*The task*.
Once you have read the data below, set it all down again exactly.

Stored items from a collection

PR #2995, opened 2024-11-20
[dbsp] Strongly typed controlled filters.

ryzhyk:
Added versions of controlled filters that take strongly typed `threshold` stream instead of one that contains `TypedBox`.  This should make them easier to use in the SQL compiler.

Also added doc comments to these methods, which I somehow forgot in the original PR.

### DIFF
--- a/crates/dbsp/src/operator/dynamic/controlled_filter.rs
+++ b/crates/dbsp/src/operator/dynamic/controlled_filter.rs
@@ -282,8 +282,9 @@ mod test {
 
     use crate::{
         circuit::CircuitConfig,
+        dynamic::DynData,
         utils::{Tup1, Tup2},
-        OrdIndexedZSet, OrdZSet, Runtime,
+        OrdIndexedZSet, OrdZSet, Runtime, Stream, TypedBox,
     };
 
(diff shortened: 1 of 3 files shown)


crates/dbsp/src/operator/dynamic/controlled_filter.rs
```diff
@@ -297,8 +298,10 @@ mod test {
                     |x, y| *max(x, y),
                 );
 
-                let (output, errors) = input.controlled_key_filter(
-                    &threshold,
+                let (output, errors) = input.controlled_key_filter_typed(
+                    &threshold.apply(|b: &TypedBox<Tup1<u64>, DynData>| -> Tup1<u64> {
```
mihaibudiu, line 302: should this also be a method that is the inverse of typed_box?

mihaibudiu (approved):

crates/dbsp/src/operator/dynamic/controlled_filter.rs
ryzhyk: There is one already. Whatever was I thinking?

*Exercise response*.
PR #2995, opened 2024-11-20
[dbsp] Strongly typed controlled filters.

ryzhyk:
Added versions of controlled filters that take strongly typed `threshold` stream instead of one that contains `TypedBox`.  This should make them easier to use in the SQL compiler.

Also added doc comments to these methods, which I somehow forgot in the original PR.

### DIFF
--- a/crates/dbsp/src/operator/dynamic/controlled_filter.rs
+++ b/crates/dbsp/src/operator/dynamic/controlled_filter.rs
@@ -282,8 +282,9 @@ mod test {
 
     use crate::{
         circuit::CircuitConfig,
+        dynamic::DynData,
         utils::{Tup1, Tup2},
-        OrdIndexedZSet, OrdZSet, Runtime,
+        OrdIndexedZSet, OrdZSet, Runtime, Stream, TypedBox,
     };
 
(diff shortened: 1 of 3 files shown)


crates/dbsp/src/operator/dynamic/controlled_filter.rs
```diff
@@ -297,8 +298,10 @@ mod test {
                     |x, y| *max(x, y),
                 );
 
-                let (output, errors) = input.controlled_key_filter(
-                    &threshold,
+                let (output, errors) = input.controlled_key_filter_typed(
+                    &threshold.apply(|b: &TypedBox<Tup1<u64>, DynData>| -> Tup1<u64> {
```
mihaibudiu, line 302: should this also be a method that is the inverse of typed_box?

mihaibudiu (approved):

crates/dbsp/src/operator/dynamic/controlled_filter.rs
ryzhyk: There is one already. Whatever was I thinking?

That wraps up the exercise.